BEGIN Exercise input

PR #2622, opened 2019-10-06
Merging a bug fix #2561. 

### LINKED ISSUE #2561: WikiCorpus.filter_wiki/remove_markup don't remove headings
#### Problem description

END Exercise input
BEGIN Exercise input

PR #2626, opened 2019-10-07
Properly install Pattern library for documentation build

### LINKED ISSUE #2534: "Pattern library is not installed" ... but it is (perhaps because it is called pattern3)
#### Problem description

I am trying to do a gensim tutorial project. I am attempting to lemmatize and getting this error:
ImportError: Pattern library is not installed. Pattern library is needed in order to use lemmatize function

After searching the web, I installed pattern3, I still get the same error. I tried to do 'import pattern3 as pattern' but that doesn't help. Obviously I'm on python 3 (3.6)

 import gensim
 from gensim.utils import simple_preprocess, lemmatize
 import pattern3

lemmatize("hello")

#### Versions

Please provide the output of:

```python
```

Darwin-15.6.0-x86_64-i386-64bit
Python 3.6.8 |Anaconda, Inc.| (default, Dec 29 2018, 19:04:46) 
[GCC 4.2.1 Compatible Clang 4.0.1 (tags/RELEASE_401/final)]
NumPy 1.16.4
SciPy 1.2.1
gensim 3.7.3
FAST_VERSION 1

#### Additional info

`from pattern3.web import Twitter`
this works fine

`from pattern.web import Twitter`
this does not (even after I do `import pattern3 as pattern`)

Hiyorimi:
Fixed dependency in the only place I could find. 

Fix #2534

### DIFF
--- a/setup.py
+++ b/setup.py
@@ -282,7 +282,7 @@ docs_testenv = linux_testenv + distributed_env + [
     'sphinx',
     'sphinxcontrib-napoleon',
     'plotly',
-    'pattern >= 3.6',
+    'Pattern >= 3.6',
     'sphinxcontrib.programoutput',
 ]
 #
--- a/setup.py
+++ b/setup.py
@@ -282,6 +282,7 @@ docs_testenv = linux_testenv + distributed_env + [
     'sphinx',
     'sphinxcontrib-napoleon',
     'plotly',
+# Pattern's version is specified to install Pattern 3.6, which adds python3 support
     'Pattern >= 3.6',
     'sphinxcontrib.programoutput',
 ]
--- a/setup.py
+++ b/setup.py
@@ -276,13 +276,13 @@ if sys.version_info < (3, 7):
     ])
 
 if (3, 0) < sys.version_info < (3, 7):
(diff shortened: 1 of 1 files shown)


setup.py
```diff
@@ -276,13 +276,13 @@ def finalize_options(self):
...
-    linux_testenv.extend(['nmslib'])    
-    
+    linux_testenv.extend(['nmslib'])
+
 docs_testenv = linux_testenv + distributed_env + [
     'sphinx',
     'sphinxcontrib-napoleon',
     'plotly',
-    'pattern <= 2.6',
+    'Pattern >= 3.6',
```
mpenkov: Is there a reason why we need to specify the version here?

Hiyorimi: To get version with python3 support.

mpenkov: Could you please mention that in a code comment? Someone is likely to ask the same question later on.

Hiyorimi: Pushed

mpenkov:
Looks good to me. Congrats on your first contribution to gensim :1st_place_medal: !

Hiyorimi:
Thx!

END Exercise input
BEGIN Exercise input

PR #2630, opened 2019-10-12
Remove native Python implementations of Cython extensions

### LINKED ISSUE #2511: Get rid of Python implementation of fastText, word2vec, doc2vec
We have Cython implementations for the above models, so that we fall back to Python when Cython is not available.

END Exercise input

**Problem requirements:** Working through the data above, find every line holding "ISSUE" and copy it.

**Response area:**
### LINKED ISSUE #2561: WikiCorpus.filter_wiki/remove_markup don't remove headings
### LINKED ISSUE #2534: "Pattern library is not installed" ... but it is (perhaps because it is called pattern3)
### LINKED ISSUE #2511: Get rid of Python implementation of fastText, word2vec, doc2vec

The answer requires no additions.